Let $S$ be the unit circle in the complex plane, $$ S = \{z \in \mathbb{C} : |z| = 1\}. $$
For values $z_1^{(1)},z_1^{(2)},z_2^{(1)},z_2^{(2)},\ldots,z_k^{(1)},z_k^{(2)} \in S$, letting \begin{align*} A &:= \left|\sum_{j=1}^k z_j^{(1)}z_j^{(2)}\right| \\ B_1 &:= \left|\sum_{j=1}^k z_j^{(1)}\right| \\ B_2 &:= \left|\sum_{j=1}^k z_j^{(2)}\right|, \end{align*} do we necessarily have that \begin{equation} \hspace{30mm} A \geq B_1 + B_2 - k \, ? \hspace{30mm} (1) \end{equation} If not, do we necessarily at least have that \begin{equation} \hspace{30mm} A^2 \geq B_1^2 + B_2^2 - k^2 \, ? \hspace{26mm} (2) \end{equation}
Note that (1) does indeed imply (2): the triangle inequality gives that $B_1$ and $B_2$ are each at most $k$, and hence $$ [\text{RHS of (1)}]^2 - \text{RHS of (2)} \ = \ 2(k-B_1)(k-B_2) \ \geq \ 0. $$
Context: For multivariate data where each coordinate is an angle, it is common to measure the coherence (resp. squared coherence) between two of the coordinates across the data set, by taking the magnitude (resp. squared magnitude) of the mean of the complex exponential of the difference between the two coordinates. The question is then essentially whether one minus this value defines a metric on the set of coordinates (with Eq. (1) being for coherence and Eq. (2) being for squared coherence). This is a highly relevant question both for phase-coherence of stationary stochastic processes as defined in https://en.wikipedia.org/wiki/Coherence_(signal_processing), and for various notions of time-localised phase-coherence such as in Appendix B.1 of https://www.sciencedirect.com/science/article/pii/S1063520320300750.

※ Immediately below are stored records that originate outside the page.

PR #2412, opened 2024-07-28
animate: Add spin animation

soreau:


plugins/animate/spin.hpp
```diff
@@ -0,0 +1,100 @@
...
+            tr, wf::TRANSFORMER_HIGHLEVEL, spin_transformer_name);
+    }
+
+    bool step() override
+    {
+        auto transform = view->get_transformed_node()
+            ->get_transformer<wf::scene::view_2d_transformer_t>(spin_transformer_name);
+        auto progress = this->progression.progress();
+        transform->alpha   = progress;
+        transform->angle   = progress * M_PI * 4.0;
```
ammen99, line 77: Idea: let the user configure the `4.0` constant, that way they can configure how often the window will rotate before closing/opening completely.

ammen99 (approved):
Just as the other animation, looks simple but works well! We can merge after you rebase. I have added one suggestion, feel free to ignore it if you don't like it.

plugins/animate/spin.hpp
soreau: Already way ahead of you, the [wayfire-animations branch](https://github.com/soreau/wayfire/blob/wayfire-animations/plugins/animate/spin.hpp#L82-L83) has a version which provides the feature you request.

ammen99: great :)

soreau:
> Just as the other animation, looks simple but works well! We can merge after you rebase. I have added one suggestion, feel free to ignore it if you don't like it.

It's a good suggestion, I've implemented it. 👍

ammen99 (approved):
thanks :)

There are counterexamples for $k=2$: let $$z_1^{(1)}=z_1^{(2)}=(1+i)/\sqrt2\ \ \text{and}\ \ z_2^{(1)}=z_2^{(2)}=1,$$ $$\Rightarrow\ \ A=\left|\frac{(1+i)^2}2+1\right|=\sqrt2\ \ \text{and}\ \ B_1=B_2=\left|\left(1+\frac1{\sqrt2}\right)+\frac i{\sqrt2}\right|=\sqrt{2+\sqrt2}.$$ Then $A^2=2<2\sqrt2=B_1^2+B_2^2-k^2$, which means $(2)$ is false and thus $(1)$ is false.